Girls will find any guy creepy if they don't think he's attractive. If he's ugly, the guy is creepy. If he's hot, he's the opposite.


----------



## Neal (Jan 14, 2012)

Alex4You said:


> Girls will find any guy creepy if they don't think he's attractive. If he's ugly, the guy is creepy. If he's hot, he's the opposite.


 I think this is what it comes down to honestly but I got too scared to say it lol.


----------



## causalset (Sep 11, 2016)

Alex4You said:


> Girls will find any guy creepy if they don't think he's attractive. If he's ugly, the guy is creepy. If he's hot, he's the opposite.


Yeah that is what I suspect too. But it makes no sense: why is it that unattractive guys specifically are the ones that are only looking for sex, while the attractive ones are the ones looking for something more meaningful? It makes no sense!


----------



## On the way (Feb 9, 2006)

Neal said:


> I'm guessing he wants to know why it is that it's creepy (to these young women) to be an old guy wanting the hookup and not creepy for a young guy wanting the hookup.


Oh. Because society judges a big age disparity negatively. The stereotype is that the woman is in it for the money or status, and the man is in it for the sex or the "trophy" quality. The judgment is that both of them are motivated by childish/adolescent sort of needs, and the relationship is superficial.


----------



## Peanutbutter Toast (Jul 20, 2011)

The problem here, OP, is that these girls just aren't attracted to you. Do you think they're thinking "man, that guy is so cute, but he looks over 30 so I'm creeped out by him"? Of course not.


----------



## causalset (Sep 11, 2016)

Peanutbutter Toast said:


> The problem here, OP, is that these girls just aren't attracted to you. Do you think they're thinking "man, that guy is so cute, but he looks over 30 so I'm creeped out by him"? Of course not.


Then there is a bigger question: why is it "not attractive"="creepy"? In other words, why do they assume that unattractive men are the ones that are only after sex, while attractive men might be after something more meaningful?

Or let me give you even clearer example: what about women crossing the street when I walk. So they think I am unsafe because I am unattractive? And the men they are attracted to, they are assumed to be safe? Why?


----------



## Peanutbutter Toast (Jul 20, 2011)

causalset said:


> Then there is a bigger question: why is it "not attractive"="creepy"? In other words, why do they assume that unattractive men are the ones that are only after sex, while attractive men might be after something more meaningful?
> 
> Or let me give you even clearer example: what about women crossing the street when I walk. So they think I am unsafe because I am unattractive? And the men they are attracted to, they are assumed to be safe? Why?
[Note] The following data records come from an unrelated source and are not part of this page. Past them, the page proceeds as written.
PR #1564, opened 2021-01-11
Simplify code to generate unique emails

benthorner:

This introduces a new "dedup_by_subscriber" scope as an alternative
to the current "subscription_ids_by_subscriber", and switches bulk
and immediate email generation to use it. In doing this, we simplify
the code to focus on single subscription objects.

### DIFF
--- a/app/builders/immediate_email_builder.rb
+++ b/app/builders/immediate_email_builder.rb
@@ -16,14 +16,14 @@ private
     @records ||= begin
       now = Time.zone.now
       recipients_and_content.map do |recipient_and_content|
-        subscriber = recipient_and_content.fetch(:subscriber)
         content = recipient_and_content.fetch(:content)
-        subscriptions = recipient_and_content.fetch(:subscriptions)
+        subscription = recipient_and_content.fetch(:subscription)
+        subscriber = subscription.subscriber
 
         {
           address: subscriber.address,
           subject: subject(content),
-          body: body(content, subscriptions.first, subscriber),
+          body: body(content, subscription, subscriber),
           subscriber_id: subscriber.id,
           created_at: now,
           updated_at: now,
--- a/app/builders/immediate_email_builder.rb
+++ b/app/builders/immediate_email_builder.rb
@@ -1,6 +1,7 @@
 class ImmediateEmailBuilder < ApplicationBuilder
-  def initialize(recipients_and_content)
-    @recipients_and_content = recipients_and_content
+  def initialize(content, subscriptions)
+    @content = content
+    @subscriptions = subscriptions
   end
 
   def call
@@ -10,20 +11,18 @@ class ImmediateEmailBuilder < ApplicationBuilder
 
 private
 
-  attr_reader :recipients_and_content
+  attr_reader :content, :subscriptions
 
   def records
     @records ||= begin
       now = Time.zone.now
-      recipients_and_content.map do |recipient_and_content|
-        content = recipient_and_content.fetch(:content)
-        subscription = recipient_and_content.fetch(:subscription)
+      subscriptions.map do |subscription|
         subscriber = subscription.subscriber
 
         {
           address: subscriber.address,
-          subject: subject(content),
-          body: body(content, subscription, subscriber),
+          subject: subject,
+          body: body(subscription, subscriber),
           subscriber_id: subscriber.id,
           created_at: now,
           updated_at: now,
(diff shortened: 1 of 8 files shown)


app/models/subscription.rb
```diff
@@ -36,6 +36,13 @@ class Subscription < ApplicationRecord
             .to_h
         }
 
+  scope :dedup_by_subscriber,
+        lambda {
+          select("DISTINCT ON (subscriptions.subscriber_id) subscriber_id, subscriptions.id as id")
+            .order("subscriptions.subscriber_id DESC, subscriptions.created_at desc")
+            .map(&:id)
```
kevindew, line 36: This seems to create actual models only to throw them away with the map. I wonder if this would be better as:

```
order("subscriptions.subscriber_id DESC, subscriptions.created_at desc")
.pluck("DISTINCT ON (subscriptions.subscriber_id) subscriber_id, subscriptions.id as id")
.map(&:last)
```

app/services/immediate_email_generation_service/batch.rb
```diff
@@ -43,34 +43,16 @@ def subscription_content_records(email_ids)
...
-        subscription_ids_by_subscriber_id.values.flatten,
-      )
-
-      subscription_ids_by_subscriber_id
-        .each_with_object({}) do |(subscriber_id, subscription_ids), memo|
-          subscriber = all_subscribers[subscriber_id]
-          subscriptions = all_subscriptions.values_at(*subscription_ids).compact
-          memo[subscriber] = subscriptions if subscriber && subscriptions.any?
-        end
-    end
```
kevindew, line 61: nice 👍

app/builders/immediate_email_builder.rb
```diff
@@ -16,14 +16,14 @@ def records
     @records ||= begin
       now = Time.zone.now
       recipients_and_content.map do |recipient_and_content|
-        subscriber = recipient_and_content.fetch(:subscriber)
         content = recipient_and_content.fetch(:content)
-        subscriptions = recipient_and_content.fetch(:subscriptions)
+        subscription = recipient_and_content.fetch(:subscription)
```
kevindew: You've got a minor typo on the commit message for this.

app/services/immediate_email_generation_service/batch.rb
```diff
@@ -27,19 +27,16 @@ def email_parameters
...
         end
       end
     end
 
     def subscription_content_records(email_ids)
       email_parameters.flat_map.with_index do |params, index|
-        params[:subscriptions].map do |subscription|
-          { subscription_id: subscription.id, email_id: email_ids[index] }
-        end
+        { subscription_id: params[:subscription].id, email_id: email_ids[index] }
```
kevindew: Hmm this looks like a subtle change. It looks like where previously we'd have had every subscription inserted as a subscription content this would just be the first one.

I guess this doesn't have any real world impacts. Could, only be a touch confusing if you were debugging but probably just another warning flag about subscription content's usage/purpose.

kevindew (commented):
Looks good to me. Just a couple of minor things to resolve.

app/models/subscription.rb
benthorner: Oh yes, that's what I was aiming for - totally missed that "pluck" can have arbitrary SQL. I've amended the first commit to do that - it actually required `Arel.sql` (see updated commit message).

app/builders/immediate_email_builder.rb
benthorner: I assume you mean `and` (-> `an`). Fixed.

app/services/immediate_email_generation_service/batch.rb
benthorner: Oh yes, I remember thinking that and realise I didn't write it anywhere. I've amended the third commit message to explain how it has no effect on the processing. I suppose it could lead to an interesting debugging problem if someone was querying _from_ a particular subscription, expecting to find an email that may actually have been associated with another. I agree it's mostly a signal of pain with the model itself, rather than the processing.

I've made a note on [the pain card about it](https://trello.com/c/0ge1rXr5/314-dev-pain-the-subscriptioncontent-model-is-confusing-and-hard-to-work-with).

benthorner:
Thanks for the review @kevindew - hopefully the next people who work on this system will appreciate the simplicity! I've also done a bit of performance testing of this in Integration (bars on the right are with the change). If anything, the time is reduced, which makes sense because there's generally "less stuff" than there was before.

Screenshot 2021-01-13 at 09 45 16

kevindew (approved):
Nice one. LGTM 👍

When people see someone they are attracted to it triggers pleasure centers in their brain that make them more likely to treat the person differently. We are apes, after all, with primal emotions that determine much of our behavior.


----------



## Suede1971 (Jun 27, 2017)

I have met many ''attractive'' men who have been creepy as **** and view women as nothing more then objects rather then human beings, and no matter how attractive you are a woman will feel uncomfortable if they get those vibes no matter how attractive the person is.

Less ''attractive''(which itself is in the eye of the beholder) may come of as creepy because they can they sometimes come across as desperate.


----------



## caelle (Sep 9, 2008)

I think "creepy" is a very misused word. It's easier to say someone is creepy than it is to state that you're just uncomfortable.
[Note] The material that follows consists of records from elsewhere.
PR #1569, opened 2021-01-12
Prepare to auto-update list titles / URLs

benthorner:
https://trello.com/c/dgdLhy2H/777-update-transition-to-brexit-in-email-notifications-for-transition-taxon

Currently we have a "find_or_create" API adapter that requires two
complementary actions to find ("index") or "create" a list [1]. For
the purpose of keeping existing list titles and URLs up-to-date with
GOV.UK, this copies the "index" functionality to the "create" action.
The next step will be to change the API adapter to call "create", and
then delete the (now) unused "index" action.

Currently we have to manually update list titles [2][3], and many lists
don't have a URL populated, since we only started sending this kind of
data recently, when creating Brexit Checker lists.

A potential smell here is the naming of the "create" action, which is
really doing a find/create/update. We do have a small precedent with
the "update" endpoint for subscriptions. One possible remedy would be
to rename the endpoint to "find_or_create", which is mostly accurate,
but would be easier to do in a follow-up PR.

[1]: https://github.com/alphagov/gds-api-adapters/blob/3d96f0fe726d5f42d628950ce69016b5cc3b5b1f/lib/gds_api/email_alert_api.rb#L12
[2]: https://github.com/alphagov/govuk-developer-docs/blob/1dfd9ce9a863c649145fc4cd7c359c5a75933402/source/manual/rename-a-country.html.md#5-update-email-alert-api
[3]: https://github.com/alphagov/email-alert-api/pull/1566

### DIFF
--- a/app/controllers/subscriber_lists_controller.rb
+++ b/app/controllers/subscriber_lists_controller.rb
@@ -25,7 +25,7 @@ class SubscriberListsController < ApplicationController
 
   def create
     subscriber_list = CreateSubscriberListService.call(params: params, user: current_user)
-    render json: subscriber_list.to_json, status: :created
+    render json: subscriber_list.to_json
   end
 
 private
--- a/app/controllers/subscriber_lists_controller.rb
+++ b/app/controllers/subscriber_lists_controller.rb
@@ -24,22 +24,11 @@ class SubscriberListsController < ApplicationController
   end
 
   def create
-    subscriber_list = SubscriberList.create!(subscriber_list_params)
+    subscriber_list = CreateSubscriberListService.call(params: params, user: current_user)
     render json: subscriber_list.to_json, status: :created
   end
 
 private
-
-  def subscriber_list_params
-    title = params.fetch(:title)
-
-    find_exact_query_params.merge(
-      title: title,
-      slug: slugify(title),
-      url: params[:url],
-      signon_user_uid: current_user.uid,
-    )
-  end
 
   def convert_legacy_params(link_or_tags)
     link_or_tags.transform_values do |link_or_tag|
@@ -55,16 +44,5 @@ private
       email_document_supertype: params.fetch(:email_document_supertype, ""),
       government_document_supertype: params.fetch(:government_document_supertype, ""),
     }
-  end
-
-  def slugify(title)
-    slug = title.parameterize.truncate(255, omission: "", separator: "-")
-
-    while SubscriberList.where(slug: slug).exists?
-      slug = title.parameterize.truncate(244, omission: "", separator: "-")
-      slug += "-#{SecureRandom.hex(5)}"
-    end
-
-    slug
   end
 end
--- a/app/services/create_subscriber_list_service.rb
+++ b/app/services/create_subscriber_list_service.rb
@@ -5,7 +5,9 @@ class CreateSubscriberListService < ApplicationService
   end
 
   def call
-    SubscriberList.create!(subscriber_list_params)
+    subscriber_list = FindExactQuery.new(**find_exact_query_params).exact_match
+    return SubscriberList.create!(subscriber_list_params) unless subscriber_list
+    subscriber_list
   end
 
 private
--- a/app/services/create_subscriber_list_service.rb
+++ b/app/services/create_subscriber_list_service.rb
@@ -1,0 +1,52 @@
+class CreateSubscriberListService < ApplicationService
+  def initialize(params:, user:)
+    @params = params
+    @user = user
+  end
+
+  def call
+    SubscriberList.create!(subscriber_list_params)
+  end
+
+private
+
+  attr_reader :params, :user
+
+  def subscriber_list_params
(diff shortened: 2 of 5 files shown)


app/controllers/subscriber_lists_controller.rb
```diff
@@ -25,7 +25,7 @@ def show
 
   def create
     subscriber_list = CreateSubscriberListService.call(params: params, user: current_user)
-    render json: subscriber_list.to_json, status: :created
+    render json: subscriber_list.to_json
```
sihugh, line 28: I thought about whether this should return different codes depending on create vs update vs "found". I think you're right that it's not worth differentiating at this point.

app/services/create_subscriber_list_service.rb
```diff
@@ -43,14 +41,14 @@ def find_exact_query_params
     }
   end
 
-  def slugify(title)
-    slug = title.parameterize.truncate(255, omission: "", separator: "-")
+  def slug
+    result = params[:title].parameterize.truncate(255, omission: "", separator: "-")
```
sihugh, line 45: Do you think there's any risk of this being accidentally used multiple times now that it's named a bit more like a variable than a method? I wonder whether it's useful to memoize this to prevent `n` different slugs being created for the same thing in some horrible future?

I am not attracted to older men (20+ years older) and I don't want them flirting with me. I'm not creeped out by it, but it's uncomfortable. It's awkward.



causalset said:


> Or let me give you even clearer example: what about women crossing the street when I walk. So they think I am unsafe because I am unattractive? And the men they are attracted to, they are assumed to be safe? Why?


I can only speak for myself but attractiveness does not determine if I feel safe or not. It's a person's demeanor. Some men look so guarded and stone-faced. It can be intimidating and it's uncomfortable to be around them.


----------



## Qolselanu (Feb 15, 2006)

causalset said:


> Yeah that is what I suspect too. But it makes no sense:* why is it that unattractive guys specifically are the ones that are only looking for sex,* while the attractive ones are the ones looking for something more meaningful? It makes no sense!


The assumption might be that the unattractive guy clearly isn't capable of getting sex often or at all. Considering the typical high male sex drive, the automatic conclusion is that he must be desperate for sex to the point where any other reasons for dating are overshadowed.


----------



## Persephone The Dread (Aug 28, 2010)

causalset said:


> Yeah that is what I suspect too. But it makes no sense: why is it that unattractive guys specifically are the ones that are only looking for sex, while the attractive ones are the ones looking for something more meaningful? It makes no sense!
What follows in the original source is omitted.